The charges stemming from possession of the pictures and the videos were dropped.
One year and four days after Josh killed his two sons and himself,
Josh's brother and another one of Stephen's sons, Michael, died by suicide.
He jumped off a parking garage.
The police strongly believe that he helped his brother dispose of Susan's body.
In 2014, just before Stephen was going to be released, the charges for possession of the photographs and the videos were reinstated.
He was convicted and he was sentenced to an additional five years in prison.
He was released from prison in July 2017.
The police and Susan's family think that he knows where Susan's body is.

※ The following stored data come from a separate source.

PR #1965, opened 2017-02-25
Remove some empty functions in VesselModule

soulsource:
This greatly reduces garbage creation, as even an empty OnGUI() is causing 384 kB of garbage every time it's called, and VesselModules are active for every vessel in the game (also those that are not loaded, see
http://forum.kerbalspaceprogram.com/index.php?/topic/156959-vessel-modules-seem-to-run-for-inactive-vessels-now/
With this simple change I got rid of about 50 kB garbage per frame in my current save game.

### DIFF
--- a/src/kOS/Module/kOSVesselModule.cs
+++ b/src/kOS/Module/kOSVesselModule.cs
@@ -149,24 +149,24 @@ namespace kOS.Module
         /// <summary>
         /// Update is called once per UI tick.
         /// </summary>
-        public void Update()
-        {
-        }
+        //public void Update()
+        //{
+        //}
 
         /// <summary>
         /// LastUpdate is called at the end of the update frame.  Useful if something needs to be
         /// done after the physics and UI updates have been completed, but before scene or gui rendering.
         /// </summary>
-        public void LastUpdate()
-        {
-        }
+        //public void LastUpdate()
+        //{
+        //}
 
         /// <summary>
         /// OnGUI is where any vessel specific interface rendering should be done.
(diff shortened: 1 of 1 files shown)


Dunbaratu:
Yes, this is a good idea.  I like that you just commented them out instead of deleting.  I approve, because it's clear from those header comments that part of the reason for having these there was to document their existence so we could fill them in later if we like.  But until we do feel like filling them in, we shouldn't be having a lot of do-nothing hooks getting called all the time.

Dunbaratu:
I decided to re-implement your change here in my own branch instead of pulling your change, because of how you made your change right in your `develop` branch instead of making a separate branch for it.

If this is the only PR you ever will submit to KOS, it would be no big deal to just pull your change as-is, but if you ever might give more PR's later, then the fact that you did it right in the develop branch would make it a bit hard to organize on our end.

(Our usual pattern is: you make a branch from `develop`, with something like:
```
git checkout develop
git checkout -b issue_9999_remove_unused_hooks
# makes edits and tests them...
git commit -a
git push origin issue_9999_remove_unused_hooks
# Now goes onto github and makes a PR requesting to merge soulsource:issue_9999_remove_unused_hooks into KSP-KOS:develop
```
)
Thus the branches remain for posterity if we want to go back and look at them.

Anyway, thanks for the fix.  It was a good catch.

soulsource:
Hi!
The problem was that I wasn't really aware of GitFlow at that point, thanks for your clarifications. I'll make feature-branches in the future.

Stephen says Susan is still alive and swears his son didn't kill her
One question that many people have around the case is why wasn't Josh ever charged with Susan's murder?
After the murder-suicide, it was revealed that the police found Susan's blood in the family's home in West Valley City.
In the vehicle that Josh drove to go camping, the police found a generator,
blankets, a gas can, tarps, and a shovel.
Josh was also in possession of his wife's cellphone, which was missing its SIM card.
His phone was also missing its SIM card.
Finally, the police found a journal hidden in the house that was written by Susan.
In her journal she expressed fear of her husband.
She wrote that if anything happened to her that Josh was probably responsible for it.
She wrote that even if it looked like an accident, Josh was still probably responsible.
Obviously, if the police knew that Josh was going to kill the boys they would have arrested him.
However, since there is no statute of limitations on murder., they were probably not going to charge him until they found Susan's body.
It is very rare for a murder case to go to trial without the body in the United States.
If they went to trial without finding Susan's body,
there would be room for reasonable doubt and this could lead to Josh being acquitted, and he would never be charged again.
In the end, it was a judgment call. Now unfortunately, this one had tragic consequences.
Sadly, Susan Powell's body has never been found, but the police consider the case closed.